# roof vent blown off



## Froggiefred

Can anyone tell me how to find a replacement roof vent cover for a Hobby 750. Travelling back from France on New Years Day we lost a vent. I wont say who forgot to put it down (oops) but no idea how to get another one without breaking the bank! Any ideas?


----------



## TR5

Firstly, you need to identify the make, model, size, etc.

There are many suppliers of roof vents, you could try looking at CAK tanks to see if they have a picture of the right one for your van, or maybe an alternative to fit the hole!

Alternatively, contact Hobby and ask what was fitted, and then do an internet search for the item required.


----------



## SteveandSue

Hi - we had a roof light blow off when we lfet it open whilst out walking - we used O Learys for a replacement - can't faullt their service
Steve


----------



## rosalan

A clue about the size or a picture would help.
Was it one of the Heki roofs? They can get expensive; they are the big ones you could climb through.
Was it one of the square push-up and tilt types?
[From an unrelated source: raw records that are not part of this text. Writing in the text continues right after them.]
PR #113, opened 2017-12-12
Retire stdlib top level module.

Anthchirp:
Before this can be merged the following files need to be refactored:
* [x] phenix/refinement/weight_xray_chem.py
* [x] phenix/ligands/invariant_generator.py

**I'll merge this myself but want to leave it until after the Phenix release is done.**

This was used as a workaround in scitbx because scitbx is shadowing two system library modules (math, random), but relies on being able to import the system libraries as well.
Scitbx could be refactored to remove this stdlib hack entirely, but here I've opted to move the stdlib hack from libtbx/pythonpath into scitbx. This frees up another item from libtbx/pythonpath.

Code was refactored to make explicit whether it refers to python math vs scitbx.math.

### DIFF
--- a/cctbx/eltbx/distance_based_connectivity.py
+++ b/cctbx/eltbx/distance_based_connectivity.py
@@ -1,5 +1,5 @@
-from __future__ import division
-from stdlib import math as smath
+from __future__ import absolute_import, division, print_function
+import math
 
 expected_bond_lengths_by_element_pair = {
   # based on elbow/chemistry/BondLengths.py rev. 42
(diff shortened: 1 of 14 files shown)


Anthchirp:
The required patch for the phenix repository can be found at https://gist.github.com/Anthchirp/9f4aeb6e1fda66681d0cf3a01d8f77f5 and can be applied any time.

Anthchirp:
prerequisite phenix patch committed.

Anthchirp:
more complex than expected, but looks okay now.

Result.

PR #118, opened 2018-01-11
Add PDB-REDO mirror to fetch function

fsimkovic:
Add a function to allow `cif` and `pdb` downloads from the [PDB-REDO server](https://pdb-redo.eu/).

Example to fetch
```python
from iotbx.pdb.fetch import fetch
pdb = "1aba"
fetch(pdb, data_type='pdb', format='pdb', mirror='pdb-redo')
fetch(pdb, data_type='xray', mirror='pdb-redo')
fetch(pdb, format='cif', mirror='pdb-redo')
fetch(pdb, format='xml', mirror='pdb-redo')
```


bkpoon:
Looks good, except for the unverified SSL context (lines 155-156) for downloading from the PDB-REDO https website. Are you getting an error when running the function? The Python that we build should have a relatively up-to-date SSL package and certificates for validating http websites.

We'll also be updating the base URL for the other websites to use https over http.

fsimkovic:
I do get an error when attempting to download via CCP4. Besides the SSL context, I tried replacing `urllib2` in `libtbx.utils.urlopen` with [`requests.get`](http://docs.python-requests.org/en/master/), which also worked fine.

I can remove the created `context` and modify the URLs to use `https` over `http`.

bkpoon:
Some issues that I found from more testing is that the model in CIF format is being downloaded in the section about x-ray data and the MTZ file from PDB-REDO is not downloaded. I made some changes and committed them to my forked repository (https://github.com/bkpoon/cctbx_project/commit/9926961b9f2dd928b8692885a0816185943ebbf4)
I also centralized the changes into one section similar to how the PDBj mirror is handled. Please check that I did not miss any functionality and update the pull request.

I could not find data in CIF format on the PDB-REDO server, so there may be some issues with that, but that's fine.

Also, we do not depend on ```requests```, so we are just using standard Python modules. We'll update when we move to Python 3.

fsimkovic:
I've merged your suggested changes as well as the other updates.

bkpoon:
Great, thanks! I've merged your pull request.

These are very common and available everywhere or worst scenario, was it one of Hobby's own.
If you Google Motor Home roof vents, and open 'Images' there are quite a variety to choose from.

Alan


----------



## steco1958

Have a look HERE


----------



## ptmike

Just a tip for anyone with HEKI rooflights after we were called back to our van in storage filling up with rain with the roof fuly open. 

When you leave your vehicle in storage or before travelling push the bar that you use to open the light up slightly . This will release the button to its max retention power.

There were several Hekis blown open where we store all of us found the button had not fully pushed out.

Hope this helps

cheers

Mike


----------



## Froggiefred

*Thank You*

Thanks everyone. Think we have found a replacement now it was an MPK vent so have emailed them.

Thank you all again for your quick responses.


----------